Ainsi n'existe-t-il aucun registre des propriétaires fonciers couvrant l'ensemble du pays. A Londres, il y a bien l'Office du Registre Foncier de la Reine, qui recense toutes les propriétés de l'agglomération. Mais celui-ci n'est pas accessible au public. Seuls les officiers de justice chargés de la cession d'une propriété y ont accès, et encore seulement pour ce qui concerne la propriété en question. En Ecosse, il existe un registre foncier ouvert au public à Edimbourg le "Registre des Sasines". Mais si ce registre recense la plupart des titres de propriétés susceptibles de figurer dans une succession depuis le XVIIe siècle, il est pratiquement inutilisable pour obtenir des informations sur les biens d'un particulier ou le véritable propriétaire d'un grand domaine.
A ce jour, seuls deux recensements officiels de la propriété foncière ont été effectués : l'un en 1086, lorsque le premier roi normand Guillaume 1er chercha à évaluer les impôts qu'il pourrait extorquer à son nouveau royaume, et l'autre en 1873 ! Depuis cette date, plus rien. Toutefois, le gouvernement travailliste de la fin des années 1970 créa une Commission Royale sur la répartition des revenus et du patrimoine, la Commission Diamond. Avant d'être dissoute par Thatcher en 1979, cette commission put établir que la concentration de la propriété foncière en Grande-Bretagne était la plus élevée d'Europe occidentale.
C'est dans la manière dont la bourgeoisie anglaise s'est emparée du pouvoir politique au XVIIe siècle que cette concentration de la propriété foncière britannique trouve son origine.
Angleterre : la révolution inachevée
Comme en France, c'est la révolution bourgeoise qui abolit la propriété foncière féodale en Angleterre et au Pays de Galles, mais dans un contexte très différent.
En France, au XVIIIe siècle, ce contexte fut celui d'une mobilisation révolutionnaire des masses pauvres. Non seulement tous les titres de noblesse furent abolis mais l'aristocratie fut privée de tout droit sur la terre et son expropriation fut réalisée par la paysannerie pauvre.
En Angleterre, en revanche, cette mobilisation révolutionnaire fit défaut. L'abolition du système foncier féodal ne s'était produite qu'en 1660, bien après la phase radicale de la révolution, sur la base d'une alliance entre les propriétaires féodaux et la bourgeoisie naissante. Le Parlement décréta l'abolition des titres de propriété féodaux sur tout le territoire, retirant par là même à la royauté tout droit sur la terre. Mais les propriétaires féodaux ne furent pas privés de leurs terres : ils en restèrent au contraire les seuls propriétaires, au sens moderne du mot, tandis que la situation des paysans indépendants, qui avaient fourni le gros des troupes de l'armée révolutionnaire de Cromwell, resta tout aussi précaire qu'auparavant.

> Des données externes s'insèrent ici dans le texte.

PR #183, opened 2020-09-01
Icon v2

juanca:
https://www.pivotaltracker.com/story/show/173758226

## PR upkeep checklist

- [x] Change log entry
- [x] Label(s)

Quand vint la réaction post-révolutionnaire, avec l'arrivée au pouvoir du roi Guillaume III en 1688 (ce que les historiens appellent la "Glorieuse Révolution"), les nouveaux propriétaires terriens, ainsi que toute une caste de marchands et de juristes qui avaient leurs entrées dans les allées du pouvoir, se lancèrent à l'assaut des meilleures terres. Un siècle plus tard, Marx décrivit dans Le Capital, la brutalité de ce processus d'accumulation du capital :
"La "Glorieuse Révolution" amena au pouvoir avec Guillaume III, prince d'Orange, faiseurs d'argent, nobles terriens et capitalistes roturiers. Ils inaugurèrent l'ère nouvelle par un gaspillage vraiment colossal du trésor public. Les domaines de l'État que l'on n'avait pillés jusque-là qu'avec modestie, dans des limites conformes aux bienséances, furent alors extorqués de vive force au roi parvenu comme pots-de-vin dus à ses anciens complices, ou vendus à des prix dérisoires, ou enfin, sans formalité aucune, simplement annexés à des propriétés privées. Tout cela à découvert, bruyamment, effrontément, au mépris même des semblants de légalité. Cette appropriation frauduleuse du domaine public et le pillage des biens ecclésiastiques, voilà, si l'on en excepte ceux que la révolution républicaine [c'est-à-dire la phase radicale de la révolution bourgeoise en Angleterre, sous Cromwell LdC] jeta dans la circulation, la base sur laquelle repose la puissance domaniale de l'oligarchie anglaise actuelle. Les bourgeois capitalistes favorisèrent l'opération dans le but de faire de la terre un article de commerce, d'augmenter leur approvisionnement de prolétaires campagnards, d'étendre le champ de la grande agriculture, etc. Du reste, la nouvelle aristocratie foncière était l'alliée naturelle de la nouvelle bancocratie, de la haute finance fraîche éclose et des gros manufacturiers, alors fauteurs du système protectionniste."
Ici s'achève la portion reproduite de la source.